En omgekeerd evenmin. Immers, anders dan de man stelt, indien het hypothecair krediet volledig in de woning van de vrouw is geïnvesteerd, heeft de man evenmin een vergoedingsrecht vanwege het risico van de investering mede op zijn naam als hoofdelijk schuldenaar. Hij is immers geen (mede)eigenaar van de woning.
De gelden zijn in dat geval in de woning van de vrouw geïnvesteerd en niet relevant is of en in hoeverre deze investering mede op naam van de man als hoofdelijk schuldenaar bijdraagt aan (een in casu gebleken positieve) waarde-ontwikkeling van de woning van de vrouw.
2.10.
De vrouw heeft haar woning in 2019 verkocht onder aflossing van onder meer genoemde krediethypotheek en met behoud van de haar als enige van partijen als woningeigenaar toevallende overwaarde.
Hypotheek (gedeeltelijk) consumptief verbruikt? Ja
2.11.
De stelling en vordering van de vrouw is dat schattenderwijs 2/3 van de krediethypotheek of, aldus de dagvaarding, EUR 51.000, consumptief door partijen is verbruikt en dat de man, als mede hoofdelijk schuldenaar voor deze gedeeltelijk consumptief aangewende geldlening, op grond van de interne draagplicht tussen partijen, na het eindigen van het samenleven van partijen, de helft van genoemde hypothecaire geldlening voor zover door partijen consumptief besteed, aan haar dient te vergoeden, nu zij als enige van partijen de lening geheel afloste bij de verkoop van haar woning.
2.12.
De rechtbank stelt vast dat de hypotheeknemer (de bank) blijkens pagina 3 van de offerte eiste dat bij het passeren van de akte de twee kredieten op naam van de man geheel dienden te zijn afgelost. Wat de omvang van deze kredieten is (geweest) en uit welke gelden (hypotheek of privé-middelen van wie van partijen) deze kredieten zijn afgelost, is door partijen niet meer na te gaan en is daarmee niet opgehelderd.

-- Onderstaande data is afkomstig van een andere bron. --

PR #961, opened 2023-02-28
 Revert the release build to use macos-latest

mapkon:
- This functionality was broken in #951
 - Since we are using OSX toolchain, we need macos-X to build


wolfeidau (approved):
👍🏻 🚀

PR #966, opened 2023-03-04
Bump Golang to 1.20

gliptak:


mapkon:
@gliptak This will need to be updated due to the merging of the PR that bumps Golang to 1.9X

Thank you a bunch for your contributions.

PR #988, opened 2023-03-16
Add Codecov to GHA

gliptak:
might have to be merged (so primary branch baseline is uploaded) before fully functional (or might require followup tweaks)

https://app.codecov.io/github/Versent/saml2aws/pull/988


mapkon (approved):
Thanks mate! This is important especially given that we are pushing for better tests and code coverage

PR #991, opened 2023-03-17
Ignore (generated) coverage.xml

gliptak:
Ignore (generated) coverage.xml


mapkon:
Mind explaining why we are ignoring `coverage.xml`?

(Ook) productie 6 van de vrouw bevestigt dat de krediethypotheek gedeeltelijk voor consumptieve bestedingen is aangegaan. Een gedeeltelijk consumptieve besteding van de hypotheek blijkt tenslotte uit de productie 13 van de vrouw waarin (onder andere op pagina 9 van 10) staat dat EUR 25.000 van de hypotheek fiscaal consumptief is verantwoord. Een (precieze) onderbouwing door de vrouw welk bedrag van de hypotheek in de woning is geïnvesteerd en welk bedrag consumptief is aangewend, ontbreekt.
2.13.
De man heeft zijn stelling dat hij met uit een eerdere relatie overgehouden (privé) vermogen, gelden in de (verbetering van de) woning van de vrouw heeft geïnvesteerd niet op enigerlei wijze onderbouwd. Aan deze stelling heeft hij overigens, zoals ter zitting herhaald, uitdrukkelijk geen vordering willen verbinden in het licht van HR 10 mei 2019 (ECLI:NL:HR:2019:707).
2.14.
Evenmin heeft de man onderbouwd zijn stelling dat het gehele bedrag van de krediethypotheek is geïnvesteerd in de woning van de vrouw. Zou dat laatste het geval zijn, dan heeft de man, zoals hierboven overwogen, uit welke hoofde dan ook, geen recht op vergoeding van nominaal EUR 45.000 of welk bedrag dan ook, nu het de vrouw is die als enige van partijen de hypotheek geheel heeft afgelost. (De beleggingsleer van) artikel 1:87 BW geldt niet voor samenlevers en evenmin is in het licht van HR 10 mei 2019 in casu een vergoedingsrecht op grond van onverschuldigde betaling, ongerechtvaardigde verrijking en/of artikel 6:248 BW toepasselijk.
2.15.
De slotsom is dat de rechtbank het er voor houdt dat partijen kennelijk een gedeelte van de krediethypotheek consumptief aanwendden (via vertering en/of schuldaflossing) en dat zij hoofdelijk aansprakelijk waren voor deze inmiddels door de vrouw geheel afgeloste geldlening waarvan de woning van de vrouw gold als onderpand.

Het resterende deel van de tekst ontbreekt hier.